Fellow Since 1993
The Western Cape Worker`s College
This profile was prepared when Pregaluxmi Govender was elected to the Ashoka Fellowship in 1993.
The New Idea
We are prisoners of our own history. So starts the briefing on the Western Cape Workers College. The year-old Workers College has heralded a process of worker empowerment that seeks to consolidate and build working class leadership in the union movement. Unlike existing worker education programs in South Africa and internationally, which typically focus on basic shop-steward training, the Workers College places a strong emphasis on personal as well as organizational and political development. The college provides training in areas such as labor law and collective bargaining, the political economy, international trade union theory and practice, as well as personal assertiveness and stress management.
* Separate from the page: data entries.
PR #444, opened 2024-12-09
implement message channel

turnekybc:
## Did you add a changeset?


packages/sdk-react/src/contexts/TurnkeyContext.tsx
```diff
@@ -123,7 +123,7 @@ export const TurnkeyProvider: React.FC<TurnkeyProviderProps> = ({
           iframeContainer: document.getElementById(
             TurnkeyAuthIframeContainerId
           ),
-          iframeUrl: "https://auth.turnkey.com",
+          iframeUrl: config.iframeUrl || "https://auth.turnkey.com",
```
r-n-o, line 126: 👏

packages/sdk-browser/src/__types__/base.ts
```diff
@@ -91,6 +91,7 @@ export interface TurnkeySDKBrowserConfig {
   defaultOrganizationId: string;
   rpId?: string;
   serverSignUrl?: string;
+  iframeUrl?: string;
```
r-n-o, line 94: because you're making a change here you'll need to generate a changeset for this PR so that we have a minor version change + changelog entry for sdk-browser

packages/iframe-stamper/src/index.ts
```diff
@@ -109,6 +109,8 @@ export class IframeStamper {
   iframe: HTMLIFrameElement;
   iframeOrigin: string;
   iframePublicKey: string | null;
+  trustedParentOrigin: string;
+  messageChannel: MessageChannel;
```
r-n-o, line 113: Would be nice to explain what these are with a quick comment? Something like:
```js
// used to template the iframe and ensure that iframe events are received by the right (parent) frame, for security reasons.
```

packages/iframe-stamper/src/index.ts
```diff
@@ -132,9 +134,11 @@ export class IframeStamper {
 
     let iframe = window.document.createElement("iframe");
 
+    this.trustedParentOrigin = window.origin;
     // See https://developer.mozilla.org/en-US/docs/Web/HTML/Element/iframe#sandbox
     // We do not need any other permission than running scripts for import/export/auth frames.
     iframe.setAttribute("sandbox", "allow-scripts allow-same-origin");
+    iframe.setAttribute("data-trusted-origin", this.trustedParentOrigin);
```
r-n-o, line 141: is there a need to persist `window.origin` on the iframeStamper or can we do `iframe.setAttribute("data-trusted-origin", window.origin)` directly?

packages/iframe-stamper/src/index.ts
```diff
@@ -132,9 +134,11 @@ export class IframeStamper {
 
     let iframe = window.document.createElement("iframe");
 
+    this.trustedParentOrigin = window.origin;
```
r-n-o, line 137: A thought I'm having is that this won't necessarily work in react native (what would "window.origin" resolve to?). But I think that's fine because RN apps don't use iframe stampers do they?

Another thing worth checking is TG apps. But again, they probably don't use iframe stampers?

packages/iframe-stamper/src/index.ts
```diff
@@ -145,29 +149,29 @@ export class IframeStamper {
...
   }
 
   /**
    * Inserts the iframe on the page and returns a promise resolving to the iframe's public key
    */
   async init(): Promise<string> {
     this.container.appendChild(this.iframe);
+    this.iframe.addEventListener("load", () => {
+      // Send a message to the iframe to initialize the message channel
+      this.iframe.contentWindow?.postMessage("init", this.iframeOrigin, [
```
r-n-o, line 163: why can `contentWindow` be null or undefined? Should we throw an error if `this.iframe.contentWindow` is falsy?

packages/iframe-stamper/src/index.ts
```diff
@@ -145,29 +149,29 @@ export class IframeStamper {
...
+        this.messageChannel.port2,
```
r-n-o, line 164: From the MDN docs: "The ownership of these objects [in the transfer array] is given to the destination side and they are no longer usable on the sending side".

So we're essentially giving the iframe the "port2" side of the pipe? Maybe that's worth a comment I'm not sure.

Also: should we do any feature detection at instantiation time to make sure MessageChannel is available?

packages/iframe-stamper/src/index.ts
r-n-o, line 163: Another comment here. Maybe this message should be called "initChannel" or "INIT_CHANNEL" just so it's clear?

r-n-o (commented):
I really like this `MessageChannel`-based solution, it's way better than the global listeners/handlers we had previously! 🚀 

If we have channels in place between parent page and iframes we can completely disregard the notion "trusted origin".  The channel **is opened by a trusted origin**, almost by definition.

The ambiguity which existed before ("is the iframe receiving a message from its parent or from another frame?" and "is the parent receiving from its child iframe or from another frame?"()  doesn't exist anymore because the MessageChannel is privately owned by the iframe stamper:
* script on the parent page or other frames can't write to port1. This means the iframe knows any messages on port2 are from the right sender: the frame which instantiated it 🔒 
* other frames can't write to port2 because it's owned by the iframe. This means the iframe stamper is guaranteed that messages on port1 are from the iframe it instantiated, and nobody else 🔒

packages/iframe-stamper/src/index.ts
turnekybc: Updated this to be `TURNKEY_INIT_MESSAGE_CHANNEL`

packages/iframe-stamper/src/index.ts
turnekybc: Added more comments and links to the MDN docs explaining exactly what's going on.

packages/iframe-stamper/src/index.ts
```diff
@@ -185,6 +208,33 @@ export class IframeStamper {
...
+   */
+  addMessageHandler(): Promise<any> {
+    return new Promise((resolve, reject) => {
+      this.messageChannel.port1.onmessage = (event) => {
+        this.onMessageHandler(event, resolve, reject);
+      };
+    });
+  }
+
+  onMessageHandler(event: MessageEvent, resolve: any, reject: any): void {
```
r-n-o, line 222: clean! ⭐

packages/iframe-stamper/src/index.ts
```diff
@@ -193,31 +243,13 @@ export class IframeStamper {
...
-        },
-        false
-      );
+      this.messageChannel.port1.postMessage({
+        type: IframeEventType.InjectCredentialBundle,
+        value: bundle,
+      });
+      this.messageChannel.port1.onmessage = (event) => {
+        this.onMessageHandler(event, resolve, reject);
+      };
```
r-n-o, line 252: I don't think you need the wrapping promise here? How about modifying this function to be:

```ts
this.messageChannel.port1.postMessage({
    type: IframeEventType.InjectCredentialBundle,
    value: bundle,
});

return addMessageHandler();
```

(looks like you've done that for the other functions, `injectCredentialBundle` is the odd one out!)

packages/iframe-stamper/src/index.ts
```diff
@@ -233,35 +265,14 @@ export class IframeStamper {
     organizationId: string,
     keyFormat?: KeyFormat
   ): Promise<boolean> {
```
r-n-o, line 267: Not sure why TS isn't complaining about this, but I believe there's a type mismatch? The return type is `Promise<boolean>`, but `addMessageHandler` returns `Promise<any>`.

packages/iframe-stamper/src/index.ts
turnekybc: In theory contentWindow should never be `null` or `undefined` but I always add optional chaining to short circuit and prevent an exception. Instead of this failing silently I will throw an exception here

packages/iframe-stamper/src/index.ts
r-n-o: Talked through this on Slack: while odd indeed, we'd break the interface if we made this function synchronous, because it means callers would have to remove `await`s. So, it'd be a cleaner interface, but we're choosing to keep it the way it is for compatibility reasons. Let's not ask people to change their code, there's no real benefit here.

packages/iframe-stamper/src/index.ts
turnekybc: I removed this entirely in favor of the MessageChannel implementation

r-n-o (approved):

packages/iframe-stamper/src/index.ts
turnekybc: Nope. Removed this in favor of the MessageChannel approach.

r-n-o (approved):

packages/iframe-stamper/src/index.ts
```diff
@@ -145,36 +155,58 @@ export class IframeStamper {
...
+     * The iframe will use this port to send messages back to the parent page.
+     * See https://developer.mozilla.org/en-US/docs/Web/API/MessagePort/postMessage#transfer
+     */
+    this.iframe.addEventListener("load", () => {
+      if (
+        !this.iframe.contentWindow ||
+        !this.iframe.contentWindow.postMessage
+      ) {
+        throw new Error(
+          "contentWindow or contentWindow.postMessage does not exist"
```
andrewkmin, line 183: is there a scenario where we'd want granularity over this? in other words, is it particularly weird if `.postMessage` specifically doesn't exist?

packages/iframe-stamper/src/index.ts
```diff
@@ -145,36 +155,58 @@ export class IframeStamper {
...
+
+      this.iframe.contentWindow.postMessage(
+        { type: IframeEventType.TurnkeyInitMessageChannel },
+        this.iframeOrigin,
+        [this.messageChannel.port2]
       );
     });
+
+    return new Promise((resolve, _reject) => {
+      this.messageChannel.port1.onmessage = (event) => {
```
andrewkmin, line 195: non-blocking: a quick note on the importance of the port1 (might be trivial given you've explained port2) could be helpful

packages/iframe-stamper/src/index.ts
andrewkmin: Sorry if I'm missing something obvious — what is the difference in interface between the two? (`injectCredentialBundle` vs `injectKeyExportBundle`), i.e. why is `injectCredentialBundle` the odd one out?

packages/sdk-browser/package.json
```diff
@@ -13,7 +13,7 @@
   },
   "types": "./dist/index.d.ts",
   "license": "Apache-2.0",
-  "description": "Javascript Browser SDK",
+  "description": "JavaScript Browser SDK",
```
andrewkmin, line 16: 🙏

packages/iframe-stamper/src/index.ts
turnekybc: So TypeScript complains if you do `this.iframe.contentWindow.postMessage(...)` because the contentWindow is possibly null. I'm not really aware of a scenario where this would actually be the case in the wild unless there was an underlying bug in the browser itself. `contentWindow` is read-only so you wouldn't be able to null it out if you tried. 

This check is more of a defensive coding pattern in case something is really broken.

packages/iframe-stamper/src/index.ts
turnekybc: `injectCredentialBundle` returns a promise which wraps both the `postMessage` and `onmessage` logic:

```
    return new Promise((resolve, reject) => {
      this.messageChannel.port1.postMessage({
        type: IframeEventType.InjectCredentialBundle,
        value: bundle,
      });
      this.messageChannel.port1.onmessage = (event) => {
        this.onMessageHandler(event, resolve, reject);
      };
    });
```

`injectKeyExportBundle` calls `postMessage` and then returns a promise which handles the `onmessage` logic:

```
    this.messageChannel.port1.postMessage({
      type: IframeEventType.InjectKeyExportBundle,
      value: bundle,
      keyFormat,
      organizationId,
    });

    return this.addMessageHandler();
```

packages/iframe-stamper/src/index.ts
turnekybc: I added a comment below in the constructor for what the MessageChannel is doing. Let me know if that's sufficient.

packages/iframe-stamper/src/index.ts
andrewkmin: 100% agree with being defensive here. was just curious. i'm guessing having this in the wild is a pretty rare occurrence

turnekybc: Yeah I think the internet would be broken

andrewkmin (approved):
🚢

In its own words, the college will "provide workers with the necessary tools to think through issues independently and creatively, to plan and to initiate effective action without dependence, to articulate their thoughts and experiences for themselves, to have no fear of authority (whether it be in the form of the state, capital, or of their own worker comrades), to be un-intimidated by the form or the content of meetings (whether they are large congresses or small commissions on complex issues such as the economy), or of the language used or the confidence of others." The Workers College has and will continue to develop educational practices that sustain participatory and critical learning processes. To this end, the Workers College aims to develop in its students the personal, political, and practical skills necessary to work collectively, to build democratic organizations and to empower others, and to initiate and support changes at existing education institutions to make worker education more accessible.